Advaita does not stop at just conceptualizing a ‘Supreme Self ‘ which pervades everything. It says ‘Self’ is the only thing that exists. Rest everything is a ‘Maya’ or a ‘illusion’.

Meaning that everything else, apart from the ‘Self’ is ‘Unreal’.

And why do we not see this reality of the ‘Self’? It is because of our ignorance. This can be explained in the metaphor of a rope and a snake:

“Imagine entering a darkened room and you see dimly, lying in the middle of the floor, a snake ready to strike. You run away scared, and after a little while, mustering up courage, re-enter the room, now armed with a large stick and a good torch. Shining the torch on the floor, you see now that the ‘snake’ was actually a coiled piece of rope.

In the same way, because of our ignorance (=darkness), we  see what appears to be a world of discrete objects, the creation(= snake). When we bring in a torch( =gain ‘self’ knowledge) we discover that we are imposing false names and forms on what is in fact our own ‘Self’.”
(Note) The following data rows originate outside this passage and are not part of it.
PR #1291, opened 2025-08-31
Generic `PackedArray<T>`

Bromeon:
Adds the type `PackedArray<T>`, abstracting over various specific types like `PackedByteArray`, `PackedInt32Array`, etc.

All existing code should keep working, and use of the type aliases is still encouraged. However, it is now additionally possible to write code that works across different `T`s.

Unfortunately, code size isn't reduced (+1.9k -1.1k LoC), mostly due to two things:
- Despite `Packed*Array`s having almost identical APIs in Godot, Rust still needs to explicitly abstract via trait. C++ templates could use ducktyping here. At least we can make it somewhat bearable with macros...
- `ExtendBuffer<T, N>` needs a different `N` for each `PackedArray<T>`. It's not possible to make `N` dependent on `T` (e.g. via associated const in `PackedArrayElement`), so I had to add yet another trait abstracting `ExtendBuffer`.

However, a lot of relations should now be more obvious, like how APIs of different `PackedArray`s exactly differ. :switzerland:


GodotRust:
API docs are being generated and will be shortly available at: https://godot-rust.github.io/docs/gdext/pr-1291

godot-core/src/builtin/collections/packed_array.rs
```diff
@@ -9,927 +9,756 @@
...
-                } else {
-                    let data = self.ptr_mut(0);
+    /// Returns a sub-range `begin..end`, as a new packed array.
+    ///
+    /// This method is called `slice()` in Godot.
+    /// The values of `begin` (inclusive) and `end` (exclusive) will be clamped to the array size.
+    ///
+    /// To obtain Rust slices, see [`as_slice`][Self::as_slice] and [`as_mut_slice`][Self::as_mut_slice].
+    #[doc(alias = "slice")]
+    // TODO(v0.3): change to i32 like NodePath::slice/subpath() and support+test negative indices.
```
Yarwin, line 234: dead comment/leftover todo after copy-paste (and we still use usize instead of u32/i32 :smile: )

If we would go for using i32/i64, we could change values for other methods (`rfind`, `find` for one) too

Yarwin: (I would leave it for follow-up task though; same with growing/shrinking API - I would only update the version to `TODO(v0.4)` or something like that)

Bromeon: Same one exists still in `Array` :grinning: so it's probably easier to do them all at once and not in this refactoring.
https://github.com/godot-rust/gdext/blob/bb37196d267c78863a3c268da1fed10d5980a56a/godot-core/src/builtin/collections/array.rs#L529
https://github.com/godot-rust/gdext/blob/bb37196d267c78863a3c268da1fed10d5980a56a/godot-core/src/builtin/collections/array.rs#L548

PR #1292, opened 2025-08-31
Remove support for Godot 4.1

Bromeon:
This PR **removes support for API level 4.1**, meaning you can no longer develop extensions for that engine versions from godot-rust v0.4 onward. You can still use Godot 4.1 with previous godot-rust versions.

Godot version 4.1 was released July 2023, more than two years ago. The 4.1 branch has been end-of-life since April 2024, with 4.1.4 marking the final release. See also Godot's [release and support timeline](https://docs.godotengine.org/en/stable/about/release_policy.html#release-support-timeline).

See also https://github.com/godot-rust/gdext/pull/820 removing 4.0 support.

## Legacy

Lots of features that feel natural in godot-rust today are completely unsupported when compiling with `api-4-1`. That is, using Godot 4.1 comes at quite a compromise. The following features are only available from 4.2 on:
- Custom callables (any callable pointing to a Rust function/closure)
- Typed signals
- Robust hot-reloading in the editor
- Async runtime
- Script extensions
- `StringName` construction from C strings
- Lots of smaller FFI related GDExtension features
   - Property validation
   - Notification reversal
   - Vararg methods in builtin types
   - `#[class(internal)]`

## Maintenance benefits

Since a lot of the above features aren't available in GDExtension 4.1, we've had to work with a lot of conditional compilation just to make code compilable, and in some cases provide polyfills. This change cleans up quite a bit of code, as can be seen in the diff. Not needing to think about conditionally enabling a major part of the feature-set all the time will help, too :grinning: 

This should also make the library more accessible to third-party contributors, and reduce the number of jobs we need to test in CI.


GodotRust:
API docs are being generated and will be shortly available at: https://godot-rust.github.io/docs/gdext/pr-1292

godot-macros/src/class/data_models/signal.rs
```diff
@@ -202,7 +200,6 @@ pub fn make_signal_registrations(
         let details = SignalDetails::extract(fn_signature, class_name, external_attributes)?;
 
         // Callable custom functions are only supported in 4.2+, upon which custom signals rely.
```
Yarwin: this comment is no longer relevant

PR #1298, opened 2025-09-03
`ClassName` construction from dynamic values

Bromeon:
Extends the caching mechanism to accept not-yet-seen runtime strings and map them to ClassName instances. Useful for Godot introspection APIs returning class names.


GodotRust:
API docs are being generated and will be shortly available at: https://godot-rust.github.io/docs/gdext/pr-1298

PR #692, opened 2020-11-06
Rewrite from row to column transform: toPercentageFromEachColumnForEachEntityAndTime

danielgavrilov:
Not sure if correct, will double check tomorrow.


coreTable/OwidTable.ts
```diff
@@ -281,70 +281,77 @@ export class OwidTable extends CoreTable<OwidRow, OwidColumnDef> {
...
-                        ? (100 * value) / total
-                        : value
-                })
-                return newRow
-            }),
+
+        const columnStore = this.columnStore
+        const columnStorePatch: CoreColumnStore = {}
+
+        const totals = new Array(this.numRows).fill(0).map((_, i) =>
```
breck7, line 327: Is `new Array(this.numRows).fill(0)` the fastest way in JS to create a range? I've been using the lodash `range`) method but figured it's probably not the fastest way.

danielgavrilov: Yeah I should've gone with range, I just thought it's quicker to use vanilla `new Array(length)` but that doesn't work if you wanna map over it.

breck7: You can still map over the indexes.My hunch is `new Array` may be faster but have to check. We could define our own range if so.

breck7: (obviously not a priority, just wondering aloud)

danielgavrilov: https://stackoverflow.com/a/35086350

PR #694, opened 2020-11-06
Handle mismatching columns in concatColumnStores()

danielgavrilov:


coreTable/CoreTableUtils.ts
```diff
@@ -360,14 +362,29 @@ export const appendRowsToColumnStore = (
     return newColumnStore
 }
 
+export const getColumnStoreLength = (store: CoreColumnStore) => {
```
breck7, line 365: nit: does this need to be exported?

This  idea of ‘Non-Duality’ of reality is essentially Adi Shankaracharya’s interpretation of the Vedas and Upanishads. There are other branches such as Shaivism which do not  consider the world to be a dream. They say that this world is ‘real’ but transient, but the ultimate Reality is of course the ‘Supreme Self’.

But  Buddha did not buy this theory of the ‘supreme self’. 

He bunked the entire idea of a ‘Supreme Self’ as a delusion.

Unlike others, Buddha was no armchair specialist. He walked the talk, and followed severe penances and followed the Yogic instructions to the letter in an attempt to achieve and understand the ‘Self’ as had been promised by the Sages.

Buddha’s experience was that the Yoga and penances laid down, gave practitioners only a brief respite from suffering.
That , according to him would be a contradiction in terms, 
since Nirvana was eternal.

He thus walked his own path and attained Nirvana. In his teachings, Buddha taught his philosophy of the ‘Four Noble truths’ and the ‘Eight fold path’, while completely rejecting the concept of an eternal, unchanging ‘Self’.

Buddha saw life as an unbroken succession of mental and physical processes which keep people in a continual state of change. (akin to what Hume said later)

A Buddhist walks up to a hotdog stand and says, make me one with everything. The Buddhist pays the vendor and asks for change. The vendor says, change comes from within.

“The infant is not the same as the adult; I am not the same today as I was yesterday. There is nothing of which I can say “this is mine,” said Buddha.

There is thus no “I” or unalterable ego.

Buddha also rejected the idea of an eternal soul.

“All that we are is the result of what we have thought. The mind is everything. What we think we become.”